Öte yandan, tiyatronun küskün bir çocuk edasıyla kendi içine dönmesi de başka bir tehlikedir. Çok savunduğumuz alternatif tiyatro düşüncesi şahlanmışken,1.ve 2. Dünya Savaşı sonralarında görüldüğü gibi, minik mekanlarda sadece birbilerinin dilinden anlayan arkadaşlara hitap eden absürd oyunların oluşumu “tiyatronun kitleselleşmesinin” önünü keser. Sakın küçük mekanlardan büyük düşünceler çıkmaz ya da saçma oyunlardan akıllı fikirler bulunmaz dediğim sanılmasın, ancak tiyatro sanatçısı sandıkta attığı oyun parlamentoya yansımasını izleyen seçmen gibi içine döner ve sadece “azla yetinirse”, bir gün memlekette tiyatro talep edilmeyen bir hale dönüşebilir.
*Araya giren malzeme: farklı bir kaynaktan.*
PR #22, opened 2020-05-19
Fix the Makefile so that it works on CentOS 7 as well

eskultety:
Currently the Makefile uses some Git >2.0 features not available on CentOS-7, making it unable to build the rpms from source. By using the common Linux OS binaries, this can be fix in a straightforward manner.

### DIFF
--- a/Makefile
+++ b/Makefile
@@ -17,7 +17,7 @@ archive: files mdevctl.spec
 mdevctl.spec: tag mdevctl.spec.in files
 	sed -e 's:#VERSION#:$(VERSION):g' < mdevctl.spec.in > mdevctl.spec
 	PREV=""; \
-	for TAG in `git tag --sort=version:refname | tac`; do \
+	for TAG in `git tag | sort -Vr`; do \
 	    if [ -n "$$PREV" ]; then \
 	    git log --format="- %h (\"%s\")" $$TAG..$$PREV >> mdevctl.spec; \
 	    fi; \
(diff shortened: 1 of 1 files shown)


awilliam:
Thanks for the patches Erik.  Do you see it as a requirement to support mdevctl on Centos7?  There's at least a uevent that's not in the RHEL7 kernel for triggering mdevctl udev rules, I don't think we plan to backport that, or provide mdevctl on RHEL7 given its development phase.  Therefore I wonder if it really makes sense to use more convoluted methods to support features built into the current tool stack.

eskultety:
> Thanks for the patches Erik. Do you see it as a requirement to support mdevctl on Centos7? There's at least a uevent that's not in the RHEL7 kernel for triggering mdevctl udev rules, I don't think we plan to backport that, or provide mdevctl on RHEL7 given its development phase. Therefore I wonder if it really makes sense to use more convoluted methods to support features built into the current tool stack.
These patches were merely a result of testing some libvirt mdev patches on CentOS-7 and I prefer not having to do make install. I didn't know that we're missing a uvent, so like you say, it doesn't make much sense to pursue these changes given the situation. However, maybe the first patch reverse sorting tags could still be an enhancement in terms of readability by simply using "sort -Vr", I'll leave it up to you Alex :).

cohuck:
I'll go ahead and close this. With the Rust rewrite, we currently support building on RHEL 8  and Fedora 34+. I think CentOS 7 is out of scope for this -- although I'd certainly not be opposed to making other distributions work, if it does not turn out too ugly :)

Issue #24, opened 2020-06-26
Conflict with short options for 'auto' and 'available'


etrunko:
Both use '-a', and because 'available' is tested later, the code will never reach it. Reported by coverity scan.

```
Defect type: SHELLCHECK_WARNING 
1. /usr/sbin/mdevctl:543:9: warning: This pattern never matches because of a previous pattern. [SC2222]
#   541|               shift 1
#   542|               ;;
#   543|->         -a|--available)
#   544|               available=y
#   545|               shift 1
```
```
Defect type: SHELLCHECK_WARNING 
1. /usr/sbin/mdevctl:531:9: warning: This pattern always overrides a later one. [SC2221]
#   529|               shift
#   530|               ;;
#   531|->         -a|--auto)
#   532|               auto=y
#   533|               shift 1
```

PR #25, opened 2020-06-26
Remove never used 'available' option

Öte yandan, sanatımızı kitleselleştireceğiz, mutlaka yoğunluklu biçimde talep gören hale getireceğiz derken, 21. Yüzyıl insanının beğenilerini göz ardı eder ve kalite sınırını tutturamazsak, salt tiyatroda değil, bizi yönetenlerden yönetmeye talip olanlara, medyada yönlendirenlerden yönlendirmeye talip olanlara kadar kalite yoksunu bir kuşağın yaratılmasının önüne geçememiş oluruz.
Unutmayalım: iyi bir tiyatro oyunu bir kişinin beğenisini, öngörüsünü değiştirse ve o bir kişi insanlığa yararlı olabilecek bir vizyonla öne çıkabilse bile, bu bir kazançtır.
İşte bunun için: her ahval ve şeraitte tiyatro, çok tiyatro, çok iyi tiyatro yapmalıyız!